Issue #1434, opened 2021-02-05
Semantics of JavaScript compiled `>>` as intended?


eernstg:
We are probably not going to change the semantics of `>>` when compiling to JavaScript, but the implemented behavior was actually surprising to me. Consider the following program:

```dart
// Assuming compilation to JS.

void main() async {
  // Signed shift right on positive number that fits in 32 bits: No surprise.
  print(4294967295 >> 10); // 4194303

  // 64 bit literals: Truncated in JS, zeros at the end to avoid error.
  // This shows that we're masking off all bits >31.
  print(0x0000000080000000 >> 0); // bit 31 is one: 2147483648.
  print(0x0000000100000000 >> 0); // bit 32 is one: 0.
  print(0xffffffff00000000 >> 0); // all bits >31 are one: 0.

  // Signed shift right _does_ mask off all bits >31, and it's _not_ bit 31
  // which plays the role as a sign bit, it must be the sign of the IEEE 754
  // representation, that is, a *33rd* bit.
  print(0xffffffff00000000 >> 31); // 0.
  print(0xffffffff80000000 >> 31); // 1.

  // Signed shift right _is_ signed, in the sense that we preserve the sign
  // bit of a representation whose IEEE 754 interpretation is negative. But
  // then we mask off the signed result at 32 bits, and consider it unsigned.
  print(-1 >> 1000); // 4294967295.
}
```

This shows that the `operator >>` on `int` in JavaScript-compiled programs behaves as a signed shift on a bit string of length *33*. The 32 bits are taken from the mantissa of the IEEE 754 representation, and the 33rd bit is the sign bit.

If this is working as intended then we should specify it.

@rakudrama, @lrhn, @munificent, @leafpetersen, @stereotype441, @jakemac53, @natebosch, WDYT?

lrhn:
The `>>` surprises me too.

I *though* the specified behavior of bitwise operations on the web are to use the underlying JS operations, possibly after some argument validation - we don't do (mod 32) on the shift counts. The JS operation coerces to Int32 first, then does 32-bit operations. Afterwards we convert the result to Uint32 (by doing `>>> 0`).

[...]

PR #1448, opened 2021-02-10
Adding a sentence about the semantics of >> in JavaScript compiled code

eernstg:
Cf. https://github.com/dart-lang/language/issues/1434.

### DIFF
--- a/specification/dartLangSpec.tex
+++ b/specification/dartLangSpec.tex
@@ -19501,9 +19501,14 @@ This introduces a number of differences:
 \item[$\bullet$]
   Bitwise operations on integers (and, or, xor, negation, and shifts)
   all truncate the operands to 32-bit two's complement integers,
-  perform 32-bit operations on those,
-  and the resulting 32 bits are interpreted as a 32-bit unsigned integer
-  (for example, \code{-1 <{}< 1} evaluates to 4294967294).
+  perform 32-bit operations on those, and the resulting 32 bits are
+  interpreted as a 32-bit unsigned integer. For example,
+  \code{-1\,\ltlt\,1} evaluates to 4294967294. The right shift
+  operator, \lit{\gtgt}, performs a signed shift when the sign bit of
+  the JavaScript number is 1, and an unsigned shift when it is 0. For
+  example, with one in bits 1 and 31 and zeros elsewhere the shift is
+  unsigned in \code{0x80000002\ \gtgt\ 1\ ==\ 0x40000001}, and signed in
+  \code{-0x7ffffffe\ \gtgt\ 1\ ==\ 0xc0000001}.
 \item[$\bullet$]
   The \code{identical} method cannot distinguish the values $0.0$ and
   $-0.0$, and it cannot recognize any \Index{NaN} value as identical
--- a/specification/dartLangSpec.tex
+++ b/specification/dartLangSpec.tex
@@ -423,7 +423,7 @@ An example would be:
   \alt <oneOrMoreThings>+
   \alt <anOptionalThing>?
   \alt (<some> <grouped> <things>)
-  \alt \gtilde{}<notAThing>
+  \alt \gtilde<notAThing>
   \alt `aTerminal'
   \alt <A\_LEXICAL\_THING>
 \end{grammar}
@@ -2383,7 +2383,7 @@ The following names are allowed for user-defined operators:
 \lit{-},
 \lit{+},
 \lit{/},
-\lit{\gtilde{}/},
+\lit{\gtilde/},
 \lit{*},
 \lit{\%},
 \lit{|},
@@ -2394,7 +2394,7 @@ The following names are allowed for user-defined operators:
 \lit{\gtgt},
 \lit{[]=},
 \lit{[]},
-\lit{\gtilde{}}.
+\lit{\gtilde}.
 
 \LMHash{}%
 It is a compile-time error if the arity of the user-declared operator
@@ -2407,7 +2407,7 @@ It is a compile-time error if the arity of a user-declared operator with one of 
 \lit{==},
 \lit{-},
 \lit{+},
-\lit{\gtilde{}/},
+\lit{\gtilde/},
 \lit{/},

EXERCISE GOAL. Give the listing again exactly as it appears.

TASK RESULT.
Issue #1434, opened 2021-02-05
Semantics of JavaScript compiled `>>` as intended?


eernstg:
We are probably not going to change the semantics of `>>` when compiling to JavaScript, but the implemented behavior was actually surprising to me. Consider the following program:

```dart
// Assuming compilation to JS.

void main() async {
  // Signed shift right on positive number that fits in 32 bits: No surprise.
  print(4294967295 >> 10); // 4194303

  // 64 bit literals: Truncated in JS, zeros at the end to avoid error.
  // This shows that we're masking off all bits >31.
  print(0x0000000080000000 >> 0); // bit 31 is one: 2147483648.
  print(0x0000000100000000 >> 0); // bit 32 is one: 0.
  print(0xffffffff00000000 >> 0); // all bits >31 are one: 0.

  // Signed shift right _does_ mask off all bits >31, and it's _not_ bit 31
  // which plays the role as a sign bit, it must be the sign of the IEEE 754
  // representation, that is, a *33rd* bit.
  print(0xffffffff00000000 >> 31); // 0.
  print(0xffffffff80000000 >> 31); // 1.

  // Signed shift right _is_ signed, in the sense that we preserve the sign
  // bit of a representation whose IEEE 754 interpretation is negative. But
  // then we mask off the signed result at 32 bits, and consider it unsigned.
  print(-1 >> 1000); // 4294967295.
}
```

This shows that the `operator >>` on `int` in JavaScript-compiled programs behaves as a signed shift on a bit string of length *33*. The 32 bits are taken from the mantissa of the IEEE 754 representation, and the 33rd bit is the sign bit.

If this is working as intended then we should specify it.

@rakudrama, @lrhn, @munificent, @leafpetersen, @stereotype441, @jakemac53, @natebosch, WDYT?

lrhn:
The `>>` surprises me too.

I *though* the specified behavior of bitwise operations on the web are to use the underlying JS operations, possibly after some argument validation - we don't do (mod 32) on the shift counts. The JS operation coerces to Int32 first, then does 32-bit operations. Afterwards we convert the result to Uint32 (by doing `>>> 0`).

[...]

PR #1448, opened 2021-02-10
Adding a sentence about the semantics of >> in JavaScript compiled code

eernstg:
Cf. https://github.com/dart-lang/language/issues/1434.

### DIFF
--- a/specification/dartLangSpec.tex
+++ b/specification/dartLangSpec.tex
@@ -19501,9 +19501,14 @@ This introduces a number of differences:
 \item[$\bullet$]
   Bitwise operations on integers (and, or, xor, negation, and shifts)
   all truncate the operands to 32-bit two's complement integers,
-  perform 32-bit operations on those,
-  and the resulting 32 bits are interpreted as a 32-bit unsigned integer
-  (for example, \code{-1 <{}< 1} evaluates to 4294967294).
+  perform 32-bit operations on those, and the resulting 32 bits are
+  interpreted as a 32-bit unsigned integer. For example,
+  \code{-1\,\ltlt\,1} evaluates to 4294967294. The right shift
+  operator, \lit{\gtgt}, performs a signed shift when the sign bit of
+  the JavaScript number is 1, and an unsigned shift when it is 0. For
+  example, with one in bits 1 and 31 and zeros elsewhere the shift is
+  unsigned in \code{0x80000002\ \gtgt\ 1\ ==\ 0x40000001}, and signed in
+  \code{-0x7ffffffe\ \gtgt\ 1\ ==\ 0xc0000001}.
 \item[$\bullet$]
   The \code{identical} method cannot distinguish the values $0.0$ and
   $-0.0$, and it cannot recognize any \Index{NaN} value as identical
--- a/specification/dartLangSpec.tex
+++ b/specification/dartLangSpec.tex
@@ -423,7 +423,7 @@ An example would be:
   \alt <oneOrMoreThings>+
   \alt <anOptionalThing>?
   \alt (<some> <grouped> <things>)
-  \alt \gtilde{}<notAThing>
+  \alt \gtilde<notAThing>
   \alt `aTerminal'
   \alt <A\_LEXICAL\_THING>
 \end{grammar}
@@ -2383,7 +2383,7 @@ The following names are allowed for user-defined operators:
 \lit{-},
 \lit{+},
 \lit{/},
-\lit{\gtilde{}/},
+\lit{\gtilde/},
 \lit{*},
 \lit{\%},
 \lit{|},
@@ -2394,7 +2394,7 @@ The following names are allowed for user-defined operators:
 \lit{\gtgt},
 \lit{[]=},
 \lit{[]},
-\lit{\gtilde{}}.
+\lit{\gtilde}.
 
 \LMHash{}%
 It is a compile-time error if the arity of the user-declared operator
@@ -2407,7 +2407,7 @@ It is a compile-time error if the arity of a user-declared operator with one of 
 \lit{==},
 \lit{-},
 \lit{+},
-\lit{\gtilde{}/},
+\lit{\gtilde/},
 \lit{/},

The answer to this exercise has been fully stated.